Quiso ser un ermitaño, aún viviendo en la ciudad. Eso significaba el adiós a las sonrisas complacientes, a los gestos de cortesía, a las palabras amables. Por lo mismo, la gente lo fue dejando solo, como él deseaba estarlo y pronto fue un fantasma de hombre y una sombra en medio de las luces fulgurantes. A tanto llegó su silencio y a tanta su desidia, que se olvidó incluso de si mismo. Destruyó los espejos y sus greñas le cubrieron el rostro, como si se compadecieran de él y lo ocultasen en su maraña de pelos. Su vivienda, la más penosa y destartalada vivienda que ser alguno pudo habitar, se fue derrumbando a pedazos. Los elementos también hicieron su parte en este paulatino borroneo.

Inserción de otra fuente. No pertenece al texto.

Issue #145, opened 2019-12-06
Remove config_installer usage


becw:
> The config_installer module is (partially) deprecated as Drupal core 8.6 now supports Installing Drupal from configuration.

See:

* https://www.drupal.org/node/2910643
* https://www.drupal.org/node/2897299

becw:
I'm going to put this on hold. The default install is on the `standard` profile, which doesn't work with `drush site-install --existing-config` -- it gives the following error:

> The selected profile has a hook_install() implementation and therefore can not be installed from configuration.

There's nothing we can really do here except continue using config installer for the time being -- oh well!

PR #147, opened 2020-01-21
Drush install from existing config

becw:
Use `drush site-install --existing-config` instead of `drush site-install config_installer`. See #145

### DIFF
--- a/CHANGELOG.md
+++ b/CHANGELOG.md
@@ -6,6 +6,14 @@
 
 * Added Drupal 8.8's `$settings['file_temp_path']` configuration to settings.*.php (#144)
 
+### Changed
+
+* `phing install` now uses `drush site-install --existing-config` instead of the [config_installer profile](https://www.drupal.org/project/config_installer) (#145)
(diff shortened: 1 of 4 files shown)


becw:
Oh, well, nevermind. `drush site-install --existing-config` gives the following error:

> The selected profile has a hook_install() implementation and therefore can not be installed from configuration.

Since the default/bare install is on the `standard` profile, there's nothing we can really do here except continue using config installer.

byrond:
@becw I think you mentioned we could try the `minimal` profile instead. It's nice to have some of the things that `standard` gives us, so I wonder how hard it would be to install with that, then switch to `minimal`. I just switched a project from `standard` to `config_installer` by using:
- `drush cset core.extension profile config_installer`
- `drush cr`
- `drush en config_installer`
- `drush cim -y` (the config in `core.extensions.yml` was already set to use `config_installer`)
I initially tried switching to `minimal` but was getting an error about missing block config for `admin_stark`.

PR #148, opened 2020-01-22
Use extension list instead of ignore for phpcs

byrond:
Due to https://www.drupal.org/project/coder/issues/3074176 ("Allow extensions to be overridden in contrib phpcs.xml file") included in Coder 8.37, the default list of extensions checked by `phpcs` has changed.

This removes the `ignore` configuration option and replaces it with `extensions` with a default that matches the original list in Coder.

**Note: This will require re-installing The Build or manually updating `build.xml` on projects.**

### Open questions

Should we add `js` to the list of extensions? The default behavior of Coder 8.3.7 checking JS files generated a lot of errors on one project where it was used, but it could be useful to have in the list.

Should we remove `ignore` from the defaults? This would cause projects that don't update their `build.xml` to start checking `.md` files, so it might be best to leave it in? Depending on the answer to the first question above, we could also add `*.js` to the list of ignored extensions to avoid checking files that weren't previously checked.

### DIFF
--- a/defaults.yml
+++ b/defaults.yml
@@ -233,7 +233,7 @@ phpcs:
   ignore: "*.md"
   
   # Comma-separated list of extensions to check in the PHP_CodeSniffer review.
-  extensions: "php,module,inc,install,test,profile,theme,css,info,txt,yml"
+  extensions: "php,module,inc,install,test,profile,theme,css,info,txt,yml,js"
 
 
 # Configuration for using PHP Mess Detector to check for general PHP best practices,
--- a/defaults.yml
+++ b/defaults.yml
@@ -228,9 +228,8 @@ phpcs:
   # Space-separated list of directories to review.
   directories: "${drupal.root}/modules/custom ${drupal.root}/themes/custom ${drupal.root}/profiles/custom"
 
-  # Comma-separated list of patterns for files and directories to exclude from the
-  # PHP_CodeSniffer review.
-  ignore: "*.md"
+  # Comma-separated list of extensions to check in the PHP_CodeSniffer review.
+  extensions: "php,module,inc,install,test,profile,theme,css,info,txt,yml"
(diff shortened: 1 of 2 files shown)


defaults.yml
```diff
@@ -228,9 +228,8 @@ phpcs:
   # Space-separated list of directories to review.
   directories: "${drupal.root}/modules/custom ${drupal.root}/themes/custom ${drupal.root}/profiles/custom"
 
-  # Comma-separated list of patterns for files and directories to exclude from the
```
becw: Existing build.xml files use this property -- so we should keep it, but add a comment saying it will be deprecated in 3.0 (which... we don't have a roadmap really so who knows when that would be...)

defaults/install/build.xml
```diff
@@ -132,7 +132,7 @@
         </phplint>
 
         <!-- Run PHP Code Sniffer. -->
-        <property name="phpcs.command" value="vendor/bin/phpcs --standard=${phpcs.standard} --ignore=${phpcs.ignore} ${phpcs.directories}" />
+        <property name="phpcs.command" value="vendor/bin/phpcs --standard=${phpcs.standard} --extensions=${phpcs.extensions} ${phpcs.directories}" />
```
becw: 👍

becw:
Re: your questions...

**Including js files in code reviews** - I think we should go ahead and add this. Existing projects will need to change their build.xml file to get this change anyway, and we should have this as a default on new projects

**Removing the `ignore` property from defaults** - We should keep this, again because of existing build.xml files, but add a deprecation warning.

byrond:
@becw I restored the default value for `phpcs.ignore`, added a deprecation warning and note about not using the option with Coder `>=8.3.7`, and added `js` to the default list of extensions that are checked.

PR #150, opened 2020-02-21
Allow using Drush 10 with the-build

becw:
Let's see how these tests go.


becw:
As it turns out, the tests don't test dependencies, since it relies on moving the current development into an existing site -- because you can't necessarily `composer require` a new development branch immediately (it takes 1-5 minutes for packagist to pick it up).

But, in my local testing this works fine with Drush 10.

PR #153, opened 2020-04-14
install drupal-check on circle

byrond:
- Removes the `drupal-check` installation step from the CircleCI config that tests The Build itself.
- Adds a step in the CircleCI config template to install `drupal-check`.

Cuando el hombre era un esqueleto viviente, con unos ojos saltones que poco veían debido a las tinieblas en que estuvo sumido por años, alguien pensó que ya era tiempo de dar aviso a las autoridades de esta situación y, de esta circunstancial manera, acudieron personeros de la salud, con prensa incluida y descerrajaron la desvencijada puerta.
Adentro solo los salió a encontrar un hedor insoportable, mezcla de tantos olores que daban cuenta de la miseria, de la soledad -¿tiene olor la soledad?- y de la descomposición orgánica. Del hombre, del ermitaño, ni luces.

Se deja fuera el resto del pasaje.